Irene a veces tiene reuniones de trabajo y sus niños, como todos los niños, cuando se aburren se ponen pesados. Da igual que en las reuniones todas sean amigas de mamá y entre ellas se diviertan. Si los niños se aburren, se aburren. Así que lo mejor es que un adulto se encargue de entretenerlos, de cambiarles el pañal, de darles un biberón o lo que sea. Estas labores un político o una política de la casta se las encargaría a un canguro, con lo que eso conlleva de clasismo y alejamiento del pueblo llano. Pero los hijos de Pablo e Irene han llegado al mundo con tal carga de conciencia política y de clase que merecen ser cuidados desde su más tierna infancia por un cargo público, a la sazón jefa de gabinete adjunta de su mamá.
Por culpa de la pandemia, la eutanasia y el paro, la muerte física y económica estaban copando la actualidad. Así que el trabajo extenuante que venían desarrollando Irene y sus amigas estaba pasando tan desapercibido que a la gente le dio por pensar que el cargo de Irene era inútil. Pero nada más lejos de la realidad. Gracias a la labor ingente del clan de la tarta los españoles nos vamos a liberar del yugo cruel de la biología, esa servidumbre fascista disfrazada de ciencia, y podremos elegir libremente nuestro sexo sin más requisitos que una “declaración expresa”.
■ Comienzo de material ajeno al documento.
PR #218, opened 2015-01-19
Nested subshells

### LINKED ISSUE #198: Support nested subshells

georgebrock:
Update the parsing rules to support nested subshells.

Fixes #198

### DIFF
--- a/lib/gitsh/parser.rb
+++ b/lib/gitsh/parser.rb
@@ -115,7 +115,14 @@ module Gitsh
     end
 
     rule(:subshell) do
-      str('$(') >> (str(')').absent? >> any).repeat(0).as(:subshell) >> str(')')
+      str('$(') >> (subshell_content).as(:subshell) >> str(')')
+    end
+
+    rule(:subshell_content) do
+      (
+        (str('(') >> subshell_content >> str(')')) |
+        (str(')').absent? >> any)
+      ).repeat(0)
     end
 
     rule(:identifier) do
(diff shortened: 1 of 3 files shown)


lib/gitsh/parser.rb
```diff
@@ -115,7 +115,14 @@ def parse_and_transform(command)
...
 
     rule(:subshell) do
-      str('$(') >> (str(')').absent? >> any).repeat(0).as(:subshell) >> str(')')
+      str('$(') >> (subshell_content).as(:subshell) >> str(')')
+    end
+
+    rule(:subshell_content) do
+      (
+        (str('(') >> subshell_content >> str(')')) |
+        (str(')').absent? >> any)
```
gabebw: What's this do?

spec/integration/subshell_spec.rb
```diff
@@ -21,4 +21,14 @@
       expect(gitsh).to output /x in parent shell/
     end
   end
+
+  it 'supports nested subshells' do
+    GitshRunner.interactive do |gitsh|
```
gabebw: What a lovely abstraction.

JoelQ:
LGTM, although I'm not familiar with the syntax for the parser. :shipit:

lib/gitsh/parser.rb
georgebrock: This line is how you say “any single character except for `)`” in the Parslet DSL.

georgebrock:
Thanks for the reviews.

Pero no todo han sido juegos y risas en la vida de Irene hasta llegar a este esperpento de Ley Trans. En 2019 Podemos tuvo que despedir a una escolta de Irene que se negaba a hacerle la compra en el súper, traerle pañales y comida para el perro, o encender la calefacción del coche media hora antes para que Irene no pasara frío ni un minuto en el asiento de atrás. O sea que Irene en algún momento tuvo que ir sola a la parafarmacia.
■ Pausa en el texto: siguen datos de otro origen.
PR #219, opened 2015-01-20
Support for ~/.gitshrc

georgebrock:
The interactive runner will attempt to source a `~/.gitshrc` file.

### DIFF
--- a/lib/gitsh/interactive_runner.rb
+++ b/lib/gitsh/interactive_runner.rb
@@ -1,9 +1,11 @@
 require 'readline'
 require 'gitsh/completer'
+require 'gitsh/error'
 require 'gitsh/history'
 require 'gitsh/interpreter'
 require 'gitsh/prompter'
 require 'gitsh/readline_blank_filter'
+require 'gitsh/script_runner'
 require 'gitsh/term_info'
 
 module Gitsh
@@ -16,6 +18,7 @@ module Gitsh
       @history = opts.fetch(:history, History.new(@env, @readline))
       @interpreter = opts.fetch(:interpreter, Interpreter.new(@env))
       @term_info = opts.fetch(:term_info) { TermInfo.instance }
+      @script_runner = opts.fetch(:script_runner) { ScriptRunner.new(env: @env) }
     end
 
     def run
@@ -23,6 +26,7 @@ module Gitsh
       setup_readline
       handle_window_resize
       greet_user
+      load_gitshrc
       interactive_loop
     ensure
       history.save
@@ -30,7 +34,8 @@ module Gitsh
 
     private
 
-    attr_reader :history, :readline, :env, :interpreter, :term_info
+    attr_reader :history, :readline, :env, :interpreter, :term_info,
+      :script_runner
 
     def setup_readline
       readline.completion_append_character = nil
@@ -51,6 +56,15 @@ module Gitsh
 
     def greeting_enabled?
       env.fetch('gitsh.noGreeting') { 'false' } != 'true'
+    end
+
+    def load_gitshrc
+      script_runner.run(gitshrc_path)
+    rescue NoInputError
+    end
+
+    def gitshrc_path
+      "#{ENV['HOME']}/.gitshrc"
     end
 
     def interactive_loop
--- a/lib/gitsh/interactive_runner.rb
+++ b/lib/gitsh/interactive_runner.rb
@@ -15,8 +15,8 @@ module Gitsh
     def initialize(opts)
       @readline = opts.fetch(:readline) { ReadlineBlankFilter.new(Readline) }
       @env = opts[:env]
-      @history = opts.fetch(:history, History.new(@env, @readline))
-      @interpreter = opts.fetch(:interpreter, Interpreter.new(@env))
+      @history = opts.fetch(:history) { History.new(@env, @readline) }
+      @interpreter = opts.fetch(:interpreter) { Interpreter.new(@env) }
       @term_info = opts.fetch(:term_info) { TermInfo.instance }
       @script_runner = opts.fetch(:script_runner) { ScriptRunner.new(env: @env) }
     end
--- a/spec/integration/gitshrc_spec.rb
+++ b/spec/integration/gitshrc_spec.rb
@@ -1,0 +1,30 @@
+require 'spec_helper'
+
+describe 'A .gitshrc file in the home directory' do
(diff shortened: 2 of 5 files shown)


spec/support/file_system.rb
```diff
@@ -43,6 +37,23 @@ def chdir_and_allow_nesting(path)
       Dir.chdir(original_path)
     end
   end
+
+  private
+
+  def switch_home_directory(&block)
+    ENV['TEMP_HOME'] = 'TRUE'
+    orginal_home = ENV['HOME']
```
Euraldius: Should `orginal` be `original`?

Euraldius:
One small comment, otherwise LGTM

Also, it looks like `InteractiveRunner` is getting kinda hefty. It might require a decent refactor, but at some point it could be worth turning it into a Command object and synchronizing the interfaces of the objects it consumes

lib/gitsh/interactive_runner.rb
```diff
@@ -23,6 +26,7 @@ def run
       setup_readline
       handle_window_resize
       greet_user
+      load_gitshrc
```
teoljungberg: Don't we want to load the rc file before greeting the user? Might be good for i.e turning of the greeting message?

spec/support/file_system.rb
```diff
@@ -43,6 +37,23 @@ def chdir_and_allow_nesting(path)
       Dir.chdir(original_path)
     end
   end
+
+  private
+
+  def switch_home_directory(&block)
```
teoljungberg: How about considering using a library for this? https://github.com/defunkt/fakefs

lib/gitsh/interactive_runner.rb
georgebrock: I think I prefer it after the greeting: if there are commands in the rc file that produce output, it makes sense if that output appears after the greeting.

For example, here's my current `.gitshrc` file:

```
:set color.ui true

:echo
status
:echo
log --oneline -n 1
```

spec/support/file_system.rb
georgebrock: We need something more complete than stubbing for the integration specs.

Even if our Ruby code was hitting a fake file system, any Git commands that are called in the integration specs would still read the user's real `.gitconfig` file from their real home directory. Since the contents of the `.gitconfig` can make a big difference to the output of Git commands, it would be hard to write tests that make assertions about output if the output was different on different systems.

spec/support/file_system.rb
georgebrock: Yes, it should. Thanks.

lib/gitsh/interactive_runner.rb
```diff
@@ -16,6 +18,7 @@ def initialize(opts)
       @history = opts.fetch(:history, History.new(@env, @readline))
       @interpreter = opts.fetch(:interpreter, Interpreter.new(@env))
       @term_info = opts.fetch(:term_info) { TermInfo.instance }
+      @script_runner = opts.fetch(:script_runner) { ScriptRunner.new(env: @env) }
```
gabebw: Hm, why use a block here and for `@term_info` but not for `@interpreter` or `@history`?

spec/integration/gitshrc_spec.rb
```diff
@@ -0,0 +1,30 @@
...
+          expect(gitsh).to output_no_errors
+        end
+      end
+    end
+  end
+
+  context 'when it does not exist' do
+    it 'does not cause an error' do
+      GitshRunner.interactive do |gitsh|
+        expect(File.exist?(gitshrc_path)).to be_false
```
gabebw: Does this need to be inside the `interactive` block? Does it make more sense to move it out?

spec/units/interactive_runner_spec.rb
```diff
@@ -25,6 +25,14 @@
       expect(readline).to have_received(:completion_proc=)
     end
 
+    it 'loads the ~/.gitshrc file' do
+      runner = build_interactive_runner
+      runner.run
```
gabebw: Should this have an empty line above it to separate it from the setup phase?

lib/gitsh/interactive_runner.rb
georgebrock: There should probably all use blocks, otherwise the defaults will be instantiated even when they're not used.

georgebrock: Fixed in ce563af98ca1d575f89ab7e8475403f9127dda45. Thanks, Gabe.

spec/integration/gitshrc_spec.rb
georgebrock: The `gitshrc_path` depends on the user's home directory, and one of the things that the `interactive` method does is switch to a fake home directory to avoid using a real `.gitconfig` file.

spec/units/interactive_runner_spec.rb
georgebrock: Good call. Fixed.

georgebrock:
Thanks for the reviews, everyone.

@gabebw @teoljungberg I didn't fix everything you commented on. Do my arguments seem sound, or does this need more work?

gabebw:
I am entirely convinced, and I award this PR my seal of approval.

georgebrock:
I gratefully receive your seal of approval, and shall merge forthwith.

teoljungberg:
I'm convinced aswell, go ahead and merge!

georgebrock:
Thanks, Teo. Mergin’

lib/gitsh/interactive_runner.rb
```diff
@@ -53,6 +58,16 @@ def greeting_enabled?
       env.fetch('gitsh.noGreeting') { 'false' } != 'true'
     end
 
+    def load_gitshrc
+      script_runner.run(gitshrc_path)
+    rescue NoInputError
+      false
```
mike-burns: This value is unused.

georgebrock: I was uncomfortable just leaving an empty rescue block. Do you think that—and an implicit `nil`—would be preferable to a potentially confusing unused value?

mike-burns: I'd find an empty `rescue` block more clear, actually: you're rescuing and discarding the `NoInputError`.

georgebrock: OK, I'm convinced. It's gone.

Mi padre fue un político de ese casta asquerosa tantas veces denunciada por los Ceacescu de Galapagar. Llevó escolta durante casi veinte años. Un domingo por la mañana me mandó a por el pan. Yo debía tener unos 15 años, esa edad a la que Irene piensa que un chico puede tomar estrógenos sin exploraciones previas ni informes médicos. Como su escolta estaba a punto de llegar, le pregunté si no lo podía subir él, que estaba de camino y le pillaba de paso. Jamás olvidaré aquella mirada fulminante de mi padre, y el silencio estruendoso en el salón. Yo preferí callar, pasar por un idiota adolescente y no despejar ninguna duda.